# PM-30MV power feed



## WyoGreen (Sep 1, 2018)

It's been a couple of months now since I got my new PM-30MV. I'm on my 2nd bucket of chips, so it's time to post about some projects. 1st up is the Z-axis power feed I just completed. I had an old wheelchair power lift that came out of the back of a truck I inherited. It's been sitting in my shop for the last 15 years, so it was time to do something with it. It had a hand-held controller, a relay box, and a couple of 12 volt motors, one of which was a gear reduction unit. I hooked that motor up to a 12 volt power supply, and it rotated at about 114 rpm, which seems to be in the ball-park of recommended speeds from reading other threads on the forumn about this subject.
For now I'm using a 13.6 volt power supply that came out of a test cart that was used for testing mobile telephone equipment in the very early days of mobile phones. It puts out 30 amps, so it's way over-kill for this project, but hey, it was free.

So here's some pictures of the project:

The first picture is of the mounting bracket. The screw slots and large hole allow for adjustment up and down.
	

		
			
		

		
	







This next picture is of the motor mounted on the bracket.
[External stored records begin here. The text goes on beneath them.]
PR #4897, opened 2019-12-31
[Rust Server] fix handling of special characters in path param names

aandyl:
The rust server generator used the names of path parameters directly as the names of regex capture groups and format string substitutions. This is invalid when the path parameter is not a legal rust identifier. I couldn't find a specification of what characters OpenAPI permits in these names, and at least one other generator (python-flask, I think) was sanitizing path param names, so that's what I've done here.

Since I've changed the templates to use `{{paramName}}` instead of `{{baseName}}` this has the side effect of changing the previously working camel-case `petId` to `pet_id`. This seems desirable from a rust style perspective, but I'm not sure if it could be a backwards compatibility concern.

### PR checklist

- [x] Copy the [technical committee](https://github.com/openapitools/openapi-generator/#62---openapi-generator-technical-committee) to review the pull request if your PR is targeting a particular programming language. @frol @farcaller @bjgill @richardwhiuk

### DIFF
--- a/modules/openapi-generator/src/main/java/org/openapitools/codegen/languages/RustServerCodegen.java
+++ b/modules/openapi-generator/src/main/java/org/openapitools/codegen/languages/RustServerCodegen.java
@@ -523,6 +523,16 @@ public class RustServerCodegen extends DefaultCodegen implements CodegenConfig {
         Map<String, Schema> definitions = ModelUtils.getSchemas(this.openAPI);
         CodegenOperation op = super.fromOperation(path, httpMethod, operation, servers);
 
+        String pathFormatString = op.path;
+        for (CodegenParameter param : op.pathParams) {
+            // Replace {baseName} with {paramName} for format string
+            String paramSearch = "{" + param.baseName + "}";
+            String paramReplace = "{" + param.paramName + "}";
+
+            pathFormatString = pathFormatString.replace(paramSearch, paramReplace);
+        }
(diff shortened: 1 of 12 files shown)


wing328:
> This seems desirable from a rust style perspective, but I'm not sure if it could be a backwards compatibility concern.

Let's consider this as a bug fix and see if anyone has issues with backward-compatibility.

modules/openapi-generator/src/main/java/org/openapitools/codegen/languages/RustServerCodegen.java
```diff
@@ -523,6 +523,16 @@ public CodegenOperation fromOperation(String path, String httpMethod, Operation
...
 
+        String pathFormatString = op.path;
+        for (CodegenParameter param : op.pathParams) {
+            // Replace {baseName} with {paramName} for format string
+            String paramSearch = "{" + param.baseName + "}";
+            String paramReplace = "{" + param.paramName + "}";
+
+            pathFormatString = pathFormatString.replace(paramSearch, paramReplace);
+        }
+        op.vendorExtensions.put("pathFormatString", pathFormatString);
```
wing328: I'll rename this with x-path-format-string to conform the vendor extension naming convention (mentioned in the contributing guidelines)

wing328: Filed https://github.com/OpenAPITools/openapi-generator/pull/5020

Issue #4912, opened 2020-01-02
[Python] Multilevel inheritance discriminator support 


ethan92429:
#### Bug Report Checklist

- [x] Have you provided a full/minimal spec to reproduce the issue?
- [x] Have you validated the input using an OpenAPI validator ([example](https://apidevtools.org/swagger-parser/online/))?
- [x] What's the version of OpenAPI Generator used? 4.2.3
- [x] Have you search for related issues/PRs? Yes - they are #4446
- [x] What's the actual output vs expected output?
- [ ] [Optional] Bounty to sponsor the fix ([example](https://www.bountysource.com/issues/66123212-javascript-client-produces-a-wrong-object-for-a-string-enum-type-that-is-used-with-ref))

##### Description

@spacether 

When using OAS to describe a complex polymorphic graph, the client is currently unable to serialize grandchildren of any given type (subclasses of subclasses.) I have made a recursive model lookup function, which recursively looks at the discriminators of the subclasses (discriminated classes) until the leaf nodes, but that has very bad performance, reducing performance to 1/100 of normal deserialization. There is a lot of repeated work done for the same model over and over, so I added caching, and the performance is now roughly 1/10 of what it was. Ideally, there would be some way to specify the whole type mapping dictionary.

##### openapi-generator version

4.2.3

##### OpenAPI declaration file content or url

```YAML
components:
  schemas:
    Animal:
      type: object
      required:
      - type_key
      properties:
        type_key:
          type: string
      mapping:
        pet: '#/components/schemas/Pet'
    Pet:
      type: object
      properties:
        type_key:
          type: string
      discriminator:
        propertyName: type_key
        mapping:
          cat: '#/components/schemas/Cat'
    Cat:
      type: object
      properties:
        type_key:
          age: number
```
##### Suggest a fix

See Description

spacether:
Can you please submit your proped PR fromhttps://github.com/ethan92429/openapi-generator/commit/f606cfb1f1d6dbeecd96536f7ef2bcf51a743591
As a fix for this issue?

ethan92429:
@spacether, #4913 is submitted as a PR - still nowhere close to final, it isn't performant for my use case, so I'd like some advice on how to improve that and whether or not this is inline with the OAS.

PR #4913, opened 2020-01-02
adds Recursive Discriminator support

ethan92429:
For now this is just a draft to start discussion with @spacether 

### PR checklist

### DIFF
--- a/modules/openapi-generator/src/main/resources/python/python-experimental/model_utils.mustache
+++ b/modules/openapi-generator/src/main/resources/python/python-experimental/model_utils.mustache
@@ -592,8 +592,11 @@ def deserialize_model(model_data, model_class, path_to_item, check_type,
 
     used_model_class = model_class
     if model_class.discriminator() is not None:
-        used_model_class = model_class.get_discriminator_class(
-            from_server, model_data)
+        used_model_class = recursive_discriminator_lookup(model_class, from_server, model_data)
+
+    # This is the case if the used_model_class isn't a subclass but rather the parent class itself
+    if not used_model_class:
+        used_model_class = model_class
 
     if issubclass(used_model_class, ModelSimple):
         instance = used_model_class(value=model_data, **kw_args)
@@ -609,6 +612,35 @@ def deserialize_model(model_data, model_class, path_to_item, check_type,
         instance = used_model_class(**kw_args)
     return instance
 
+recursive_discriminators_cache = {}
+
+def recursive_discriminators(model_class):
+    """
+    Return the discriminator mapping for all possible subtypes (recursively found down to the leaves)
+    :param model_class:
+    :return:
+    """
+    if model_class in recursive_discriminators_cache:
+        return recursive_discriminators_cache[model_class]
+    recursive_discriminated_types = model_class.discriminator()
+    if not recursive_discriminated_types:
+        return {}
+    for discriminator_key, discriminator_dict in model_class.discriminator().items():
+        for child_class in discriminator_dict.values():
+            for child_discriminator_key, child_discriminator_dict in recursive_discriminators(child_class).items():
+                if child_discriminator_key in recursive_discriminated_types:
+                    recursive_discriminated_types[child_discriminator_key].update(child_discriminator_dict)
+                else:
+                    recursive_discriminated_types[child_discriminator_key] = child_discriminator_dict
+    recursive_discriminators_cache[model_class] = recursive_discriminated_types
+    return recursive_discriminated_types
+
+def recursive_discriminator_lookup(model_class, from_server, model_data):
+    discr_propertyname_py = list(model_class.discriminator().keys())[0]
+    try:
+        return recursive_discriminators(model_class)[discr_propertyname_py][model_data[model_class.attribute_map[discr_propertyname_py]]]
+    except KeyError as e:
+        return
 
 def deserialize_file(response_data, configuration, content_disposition=None):
     """Deserializes body to file
--- a/samples/client/petstore/python-experimental/petstore_api/model_utils.py
+++ b/samples/client/petstore/python-experimental/petstore_api/model_utils.py
@@ -848,6 +848,10 @@ def deserialize_model(model_data, model_class, path_to_item, check_type,
         used_model_class = model_class.get_discriminator_class(
             from_server, model_data)
 
+    # This is the case if the used_model_class isn't a subclass but rather the parent class itself
+    if not used_model_class:
+        used_model_class = model_class
+
     if issubclass(used_model_class, ModelSimple):
         instance = used_model_class(value=model_data, **kw_args)
         return instance


spacether:
@ethan92429 can you add a link in the description to https://github.com/OpenAPITools/openapi-generator/issues/4912
If this is merged, that issue should be closed

modules/openapi-generator/src/main/resources/python/python-experimental/model_utils.mustache
```diff
@@ -609,6 +612,35 @@ def deserialize_model(model_data, model_class, path_to_item, check_type,
...
+recursive_discriminators_cache = {}
+
+def recursive_discriminators(model_class):
+    """
+    Return the discriminator mapping for all possible subtypes (recursively found down to the leaves)
+    :param model_class:
+    :return:
+    """
+    if model_class in recursive_discriminators_cache:
+        return recursive_discriminators_cache[model_class]
```
spacether: How are we sure that this model class is valid?
We are not checking it with from_server and model_data.

modules/openapi-generator/src/main/resources/python/python-experimental/model_utils.mustache
```diff
@@ -609,6 +612,35 @@ def deserialize_model(model_data, model_class, path_to_item, check_type,
         instance = used_model_class(**kw_args)
     return instance
 
+recursive_discriminators_cache = {}
+
+def recursive_discriminators(model_class):
+    """
```
spacether: Can you add a clearer description of our use case here?
Something like
```
A model can return a child model using it's discriminator. But if that new model also has a discriminator we have not yet reached our final model. Keep recursively calling until we get there.
```

modules/openapi-generator/src/main/resources/python/python-experimental/model_utils.mustache
```diff
@@ -609,6 +612,35 @@ def deserialize_model(model_data, model_class, path_to_item, check_type,
...
+    Return the discriminator mapping for all possible subtypes (recursively found down to the leaves)
+    :param model_class:
+    :return:
+    """
+    if model_class in recursive_discriminators_cache:
+        return recursive_discriminators_cache[model_class]
+    recursive_discriminated_types = model_class.discriminator()
+    if not recursive_discriminated_types:
+        return {}
```
spacether: Our old invocation of get_discriminator_class returns a class.
Shouldn't we return model_class in this case?

modules/openapi-generator/src/main/resources/python/python-experimental/model_utils.mustache
```diff
@@ -609,6 +612,35 @@ def deserialize_model(model_data, model_class, path_to_item, check_type,
...
+        for child_class in discriminator_dict.values():
+            for child_discriminator_key, child_discriminator_dict in recursive_discriminators(child_class).items():
+                if child_discriminator_key in recursive_discriminated_types:
+                    recursive_discriminated_types[child_discriminator_key].update(child_discriminator_dict)
+                else:
+                    recursive_discriminated_types[child_discriminator_key] = child_discriminator_dict
+    recursive_discriminators_cache[model_class] = recursive_discriminated_types
+    return recursive_discriminated_types
+
+def recursive_discriminator_lookup(model_class, from_server, model_data):
```
spacether: Why aren't we recursively calling this?
```
new_model_class = model_class.get_discriminator_class(from_server, model_data)
if new_model_class.discriminator() is None:
   return new_model_class
return recursive_discriminator_lookup(model_class, from_server, model_data)
```

samples/client/petstore/python-experimental/petstore_api/model_utils.py
```diff
@@ -848,6 +848,10 @@ def deserialize_model(model_data, model_class, path_to_item, check_type,
         used_model_class = model_class.get_discriminator_class(
             from_server, model_data)
 
+    # This is the case if the used_model_class isn't a subclass but rather the parent class itself
+    if not used_model_class:
```
spacether: Our old code always returned a model class.
Why do we need to return None now?
Can you remove the case where this is returning None and just returns the correct class?

modules/openapi-generator/src/main/resources/python/python-experimental/model_utils.mustache
```diff
@@ -609,6 +612,35 @@ def deserialize_model(model_data, model_class, path_to_item, check_type,
...
+    discr_propertyname_py = list(model_class.discriminator().keys())[0]
+    try:
+        return recursive_discriminators(model_class)[discr_propertyname_py][model_data[model_class.attribute_map[discr_propertyname_py]]]
+    except KeyError as e:
```
spacether: Why not raise an exception?
What does our get_discriminator_class class method do in this case?

spacether:
@ethan92429 can you please add
- sample models in the python-experimental spec here https://github.com/OpenAPITools/openapi-generator/blob/master/modules/openapi-generator/src/test/resources/2_0/python-client-experimental/petstore-with-fake-endpoints-models-for-testing.yaml
  - For clarity could you create new models that are not used by any other tests?
- a test deserializing on of the base models into a grandchild model in https://github.com/OpenAPITools/openapi-generator/blob/master/samples/client/petstore/python-experimental/tests/test_deserialization.py

modules/openapi-generator/src/main/resources/python/python-experimental/model_utils.mustache
spacether: Can you add a clearer description of our use case here?
Something like
```
A model can return a child model using it's discriminator. But if that new model also has a discriminator we have not yet reached our final model. Keep recursively calling until we get there.
```

modules/openapi-generator/src/main/resources/python/python-experimental/model_utils.mustache
ethan92429: hmm, not sure I understand. The only purpose of this method is to search through the discriminators and add them to the cache - not to return the model class itself.  That is done in `recursive_discriminator_lookup`. Does that make more sense? This is essentially a recursive replacement for `model_class.discriminator`... I could put it into the model_class definition instead... maybe that would be cleaner? unclear.

modules/openapi-generator/src/main/resources/python/python-experimental/model_utils.mustache
ethan92429: This isn't equivalent to get_discriminator_class for performance reasons. This instead is equivalent to model_class.discriminator.

modules/openapi-generator/src/main/resources/python/python-experimental/model_utils.mustache
ethan92429: I had done this before, but the issue was that we have a recursive lookup for a single type potentially many, many times. So instead, I put in a simple cache and changed the logic to 'lookup the recursive discriminator in the cache for the given model_class'. If it isn't there, I calculate the whole recursive discriminator for that type and I store it in the cache. Then any subsequent lookup is just a single dictionary lookup. I had the exact logic that you had just laid out and the deserialization process took 30 seconds+ for a complex model. The cache brought that down to ~3

modules/openapi-generator/src/main/resources/python/python-experimental/model_utils.mustache
```diff
@@ -609,6 +612,35 @@ def deserialize_model(model_data, model_class, path_to_item, check_type,
...
+                    recursive_discriminated_types[child_discriminator_key].update(child_discriminator_dict)
+                else:
+                    recursive_discriminated_types[child_discriminator_key] = child_discriminator_dict
+    recursive_discriminators_cache[model_class] = recursive_discriminated_types
+    return recursive_discriminated_types
+
+def recursive_discriminator_lookup(model_class, from_server, model_data):
+    discr_propertyname_py = list(model_class.discriminator().keys())[0]
+    try:
+        return recursive_discriminators(model_class)[discr_propertyname_py][model_data[model_class.attribute_map[discr_propertyname_py]]]
```
spacether: This one line is doing the following:
- retrieving a value from and possible storing data in recursive_discriminators_cache
- accessing the discriminator map
- with a value from model data
- using the js key
- using the python key
Please separate this into multiple lines for readability and understanding

modules/openapi-generator/src/main/resources/python/python-experimental/model_utils.mustache
ethan92429: I'm refactoring this to be identical to get_discriminator_class. That should resolve a couple of these comments - I agree it is fast and dirty ATM

modules/openapi-generator/src/main/resources/python/python-experimental/model_utils.mustache
```diff
@@ -609,6 +612,35 @@ def deserialize_model(model_data, model_class, path_to_item, check_type,
...
+    recursive_discriminated_types = model_class.discriminator()
+    if not recursive_discriminated_types:
+        return {}
+    for discriminator_key, discriminator_dict in model_class.discriminator().items():
+        for child_class in discriminator_dict.values():
+            for child_discriminator_key, child_discriminator_dict in recursive_discriminators(child_class).items():
+                if child_discriminator_key in recursive_discriminated_types:
+                    recursive_discriminated_types[child_discriminator_key].update(child_discriminator_dict)
+                else:
+                    recursive_discriminated_types[child_discriminator_key] = child_discriminator_dict
```
spacether: Can you add a test of this function that shows what we store going down both forks of this if/else?

samples/client/petstore/python-experimental/petstore_api/model_utils.py
ethan92429: This was actually the original error I was looking at before I started looking at the recursive discriminator issue. The method returns nothing when the discriminator specified is not in the discriminator mapping. I believe in that case, a reasonable solution is to return the base class itself, but perhaps we should instead return an error here?

modules/openapi-generator/src/main/resources/python/python-experimental/model_utils.mustache
```diff
@@ -609,6 +612,35 @@ def deserialize_model(model_data, model_class, path_to_item, check_type,
...
+    """
+    if model_class in recursive_discriminators_cache:
+        return recursive_discriminators_cache[model_class]
+    recursive_discriminated_types = model_class.discriminator()
+    if not recursive_discriminated_types:
+        return {}
+    for discriminator_key, discriminator_dict in model_class.discriminator().items():
+        for child_class in discriminator_dict.values():
+            for child_discriminator_key, child_discriminator_dict in recursive_discriminators(child_class).items():
+                if child_discriminator_key in recursive_discriminated_types:
```
spacether: Do we need to do a check to make sure that child_discriminator_key == discriminator_key?
If not then that implies that we have multiple discriminator keys.
How are we making sure that we are using the correct python or javascript variable name to model_data values?

modules/openapi-generator/src/main/resources/python/python-experimental/model_utils.mustache
spacether: That makes sense. When we get this working, please remove the get_discriminator_class if we are no longer using it.

modules/openapi-generator/src/main/resources/python/python-experimental/model_utils.mustache
```diff
@@ -609,6 +612,35 @@ def deserialize_model(model_data, model_class, path_to_item, check_type,
...
+    :return:
+    """
+    if model_class in recursive_discriminators_cache:
+        return recursive_discriminators_cache[model_class]
+    recursive_discriminated_types = model_class.discriminator()
+    if not recursive_discriminated_types:
+        return {}
+    for discriminator_key, discriminator_dict in model_class.discriminator().items():
+        for child_class in discriminator_dict.values():
+            for child_discriminator_key, child_discriminator_dict in recursive_discriminators(child_class).items():
```
spacether: Can you use clearer names here?
Is child_discriminator_key the discriminator propertyName or a model_class_name?

modules/openapi-generator/src/main/resources/python/python-experimental/model_utils.mustache
```diff
@@ -609,6 +612,35 @@ def deserialize_model(model_data, model_class, path_to_item, check_type,
         instance = used_model_class(**kw_args)
     return instance
 
+recursive_discriminators_cache = {}
+
+def recursive_discriminators(model_class):
+    """
+    Return the discriminator mapping for all possible subtypes (recursively found down to the leaves)
+    :param model_class:
+    :return:
```
spacether: Can you describe the structure of the dict that we are returning here?
What are the keys what are the values?

modules/openapi-generator/src/main/resources/python/python-experimental/model_utils.mustache
```diff
@@ -609,6 +612,35 @@ def deserialize_model(model_data, model_class, path_to_item, check_type,
         instance = used_model_class(**kw_args)
     return instance
 
+recursive_discriminators_cache = {}
```
spacether: Can you describe the structure of the dict that we are storing here?
What are the keys what are the values?

modules/openapi-generator/src/main/resources/python/python-experimental/model_utils.mustache
spacether: Ah, I understand

modules/openapi-generator/src/main/resources/python/python-experimental/model_utils.mustache
spacether: Why do we need to store an empty dict if we will never key into it?
Shouldn't we avoid making that last recursive call?

samples/client/petstore/python-experimental/petstore_api/model_utils.py
spacether: Per the spec here: https://github.com/OAI/OpenAPI-Specification/blob/master/versions/2.0.md#composition-and-inheritance-polymorphism
If a discriminator is used, then the child class must contain the discriminator propertyName, and by inference the child class must be in the discriminator map.
Please raise an exception that lets the user know what went wrong.

spacether:
@ethan92429 are you okay?
Haven't seen anything here in the last week.

ethan92429:
Just busy with a couple other things and on vacation until Wednesday next
week. Feel free to make the updates if you desire, and thanks for the
review! I'll look more on Wednesday 😊

spacether:
Glad to hear it. There's no rush on this. Also you know the use case much better than I do. Hope that you have a fun and relaxing vacation!

spacether:
@ethan92429 any update on your PR?

PR #4915, opened 2020-01-02
swagger-core 2.1.1 && swagger-parser 2.0.17

sullis:
notes: https://github.com/swagger-api/swagger-parser/releases

### PR checklist

### DIFF
--- a/modules/openapi-generator/src/test/java/org/openapitools/codegen/serializer/SerializerUtilsTest.java
+++ b/modules/openapi-generator/src/test/java/org/openapitools/codegen/serializer/SerializerUtilsTest.java
@@ -52,7 +52,7 @@ public class SerializerUtilsTest {
                "      description: Some description\n" +
                "      operationId: pingOp\n" +
                "      responses:\n" +
-               "        200:\n" +
+               "        \"200\":\n" +
                "          description: Ok\n" +
                "components:\n" +
                "  schemas:\n" +
@@ -178,7 +178,7 @@ public class SerializerUtilsTest {
                 "      description: Some description\n" +
                 "      operationId: pingOp\n" +
                 "      responses:\n" +
-                "        200:\n" +
+                "        \"200\":\n" +
                 "          description: Ok\n"; 
         assertEquals(content, expected);
     }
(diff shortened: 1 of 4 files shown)


modules/openapi-generator/src/test/java/org/openapitools/codegen/serializer/SerializerUtilsTest.java
```diff
@@ -178,7 +178,7 @@ public void testToYamlStringMinimalExample() throws Exception {
                 "      description: Some description\n" +
                 "      operationId: pingOp\n" +
                 "      responses:\n" +
-                "        200:\n" +
+                "        \"200\":\n" +
```
wing328: @OpenAPITools/generator-core-team HTTP response code is now in the form of string instead of integer.

I don't see any mention of this change in swagger core/parser change log or release note.

I think we should highlight this change in our release note so users won't be surprised if the HTTP status code is now a string instead of a integer.

etherealjoy: Can't we convert it before consuming?

wing328: We can but someone may have already processed these numeric status codes in their app and this change may break their app. To fix it, the users need to do the conversion.

jimschubert: @wing328 this is documented on the Responses object:

> This field MUST be enclosed in quotation marks (for example, "200") for compatibility between JSON and YAML.

jimschubert: I believe YAML keys are always considered strings, so someone parsing this manually through YAML should be unaffected. We could verify in YAML spec, but probably lower priority than fixing a bug that makes the doc non-compliant with the spec.

wing328: OK. Let's go ahead with this change.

Then comes the drive mechanism. I used a chain drive because I had the components laying around from a CNC router table that I junked out.





And last is a cover prototype that I worked up with the sheet metal brake I finished up as the first thing I built with my new mill. It's a little rough around the edges right now, but a little tweaking here and there and a little paint......  It just slips over the top of the mounting bracket.





Not pictured is the power supply, the relay box, and the hand held controller for running the motor forward and reverse. It all works a treat. I might mention that I shoe-horned a variable speed motor controller into the relay box, so I can change the up/down speed of the Z axis.


----------